# Shares vs. bank deposit



## Tyler Durden (28 December 2010)

Hey all, I'm a bit of a newbie and have plans to invest for the long term, but just wanted opinions on my plans.

The way I see it is, if I have $1,000, it is better to put that into a blue chip company to earn a 5% dividend rather than putting it into a bank account to earn 5% interest, because the company dividends are 100% franked (the ones I choose anyway), whereas my interest will be taxed.

Is this line of thinking right? I guess I am just after confirmation that even a 5% dividend yield (fully franked) is better than the going deposit interest rates with banks.


----------



## Gunlom (28 December 2010)

yes it is better cash return, however you are risking the original $1000 to capital loss.

That is why you will get a higher return from shares.
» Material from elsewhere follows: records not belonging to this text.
PR #2909, opened 2023-12-19
[PM-4584] Login with Device is sending a notification to the initiating device

andrebispo5:
## Type of change
- [x] Bug fix
- [ ] New feature development
- [ ] Other

## Objective

Fix bug when the user starts a login with device, the notification is appearing on the current device as well.

## Code changes

Add "Device-Identifier" header so it can be excluded server side.

## Before you submit

### DIFF
--- a/src/Core/Services/ApiService.cs
+++ b/src/Core/Services/ApiService.cs
@@ -593,7 +593,8 @@ namespace Bit.Core.Services
 
         public Task<PasswordlessLoginResponse> PostCreateRequestAsync(PasswordlessCreateLoginRequest passwordlessCreateLoginRequest, AuthRequestType authRequestType)
         {
-            return SendAsync<object, PasswordlessLoginResponse>(HttpMethod.Post, authRequestType == AuthRequestType.AdminApproval ? "/auth-requests/admin-request" : "/auth-requests", passwordlessCreateLoginRequest, authRequestType == AuthRequestType.AdminApproval, true);
+            return SendAsync<object, PasswordlessLoginResponse>(HttpMethod.Post, authRequestType == AuthRequestType.AdminApproval ? "/auth-requests/admin-request" : "/auth-requests", passwordlessCreateLoginRequest, authRequestType == AuthRequestType.AdminApproval, true,
+                (message) => message.Headers.Add("Device-Identifier", passwordlessCreateLoginRequest.DeviceIdentifier));
         }
 
         public Task<PasswordlessLoginResponse> PutAuthRequestAsync(string id, string encKey, string encMasterPasswordHash, string deviceIdentifier, bool requestApproved)


src/Core/Services/ApiService.cs
```diff
@@ -593,7 +593,8 @@ public Task<PasswordlessLoginResponse> GetAuthResponseAsync(string id, string ac
 
         public Task<PasswordlessLoginResponse> PostCreateRequestAsync(PasswordlessCreateLoginRequest passwordlessCreateLoginRequest, AuthRequestType authRequestType)
         {
-            return SendAsync<object, PasswordlessLoginResponse>(HttpMethod.Post, authRequestType == AuthRequestType.AdminApproval ? "/auth-requests/admin-request" : "/auth-requests", passwordlessCreateLoginRequest, authRequestType == AuthRequestType.AdminApproval, true);
+            return SendAsync<object, PasswordlessLoginResponse>(HttpMethod.Post, authRequestType == AuthRequestType.AdminApproval ? "/auth-requests/admin-request" : "/auth-requests", passwordlessCreateLoginRequest, authRequestType == AuthRequestType.AdminApproval, true,
+                (message) => message.Headers.Add("Device-Identifier", passwordlessCreateLoginRequest.DeviceIdentifier));
```
fedemkr, line 597: 🤔 Is it `Device-Identifier` or `X-Device-Identifier` the proper header to add? Because I see [this](https://github.com/bitwarden/mobile/blob/main/src/Core/Services/ApiService.cs#L405C15-L405C15) on `GetKnownDevice` and has an `X-` as a prefix. if we should use the same, please extract this into a general constant that can be reused.

andrebispo5: It's `Device-Identifier`, server side the `GetKnownDevice` is using an inline method annotation `FromHeader` [link](https://github.com/bitwarden/server/blob/main/src/Api/Controllers/DevicesController.cs#L209).
Here i'm taking advantage of user context. [link](https://github.com/bitwarden/server/blob/main/src/Core/Context/CurrentContext.cs#L71).

fedemkr: In both cases it is a header, I was wondering if we should always use the same name to be consistent, if it's referring to the same thing. Maybe you changed the name not to fire some logic, if that's the case, it's fine.

andrebispo5: I had to use `Device-Identifier` to use server CurrentContext functionality to exclude the current device from receiving the notification .  
The `SendMessageAsync` has a parameter to exclude current context. [link](https://github.com/bitwarden/server/blob/main/src/Core/Services/Implementations/NotificationsApiPushNotificationService.cs#L193)

fedemkr (approved):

The $1000 in bank will always be $1000. But the $1000 in shares may become $1200 or $500, or any amount including $0.

It all comes down to what you plan from the money, if you need it back in a year, then bank is way to go, if you want it back in 10 years shares are the way to go.


----------



## Julia (28 December 2010)

Tyler Durden said:


> The way I see it is, if I have $1,000, it is better to put that into a blue chip company to earn a 5% dividend rather than putting it into a bank account to earn 5% interest, because the company dividends are 100% franked (the ones I choose anyway), whereas my interest will be taxed.
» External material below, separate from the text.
PR #2912, opened 2023-12-21
[PM-4760] Admin Recovery Permissions prompted to set MP.

andrebispo5:
## Type of change
- [X] Bug fix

Remember that you still pay tax on the dividend income, just in case you're thinking you get the franking on untaxed income.



> Is this line of thinking right? I guess I am just after confirmation that even a 5% dividend yield (fully franked) is better than the going deposit interest rates with banks.
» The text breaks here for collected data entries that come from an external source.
PR #3882, opened 2024-03-22
Kubapelc/globe pr

kubapelc:
# Fill layer adaptation for globe

Issue & discussion of globe:

Additions and changes since [the previous PR](https://github.com/maplibre/maplibre-gl-js/pull/3783):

It has already been pointed out that you can experience capital loss with shares.
Maybe ask yourself how you will feel if your capital is worth 20% less at the end of a year if the share price falls?

You need to take into account not only your own personal situation but the overall economic conditions, what effects potential political uncertainty might have on some stocks, how they are affected by the $A, etc etc.


----------



## Calliope (28 December 2010)

Tyler Durden said:


> Hey all, *I'm a bit of a newbie* and have plans to invest for the long term, but just wanted opinions on my plans.




Who are you kidding?

http://www.zerohedge.com/article/credit-suisse-gold-supply-and-demand-forecast


----------



## Tyler Durden (29 December 2010)

Gunlom said:


> yes it is better cash return, however you are risking the original $1000 to capital loss.
> 
> That is why you will get a higher return from shares. The $1000 in bank will always be $1000. But the $1000 in shares may become $1200 or $500, or any amount including $0.
> 
> It all comes down to what you plan from the money, if you need it back in a year, then bank is way to go, if you want it back in 10 years shares are the way to go.




Thanks. But I suppose due to inflation, the $1000 in the bank may lose its value anyway?



Julia said:


> Remember that you still pay tax on the dividend income, just in case you're thinking you get the franking on untaxed income.




I'm not sure what you mean? Let's assume my personal income tax rate is 30%, so if I get fully franked dividends, then I don't have to pay tax on those dividends right? And if I am in the 50% tax bracket, then I still have to pay some tax on my fully franked dividends but not as much?



Calliope said:


> Who are you kidding?
> 
> http://www.zerohedge.com/article/credit-suisse-gold-supply-and-demand-forecast




lol, Tyler Durden is a character from the movie Fight Club, so I'm not surprised this name has been used before


----------



## So_Cynical (29 December 2010)

Tyler Durden said:


> Hey all, I'm a bit of a newbie and have plans to invest for the long term, but just wanted opinions on my plans.
> 
> The way I see it is, if I have $1,000, it is better to put that into a blue chip company to earn a 5% dividend rather than putting it into a bank account to earn 5% interest, because the company dividends are 100% franked (the ones I choose anyway), whereas my interest will be taxed.
> 
> Is this line of thinking right? I guess I am just after confirmation that even a 5% dividend yield (fully franked) is better than the going deposit interest rates with banks.




You also mite want to consider this or something similar.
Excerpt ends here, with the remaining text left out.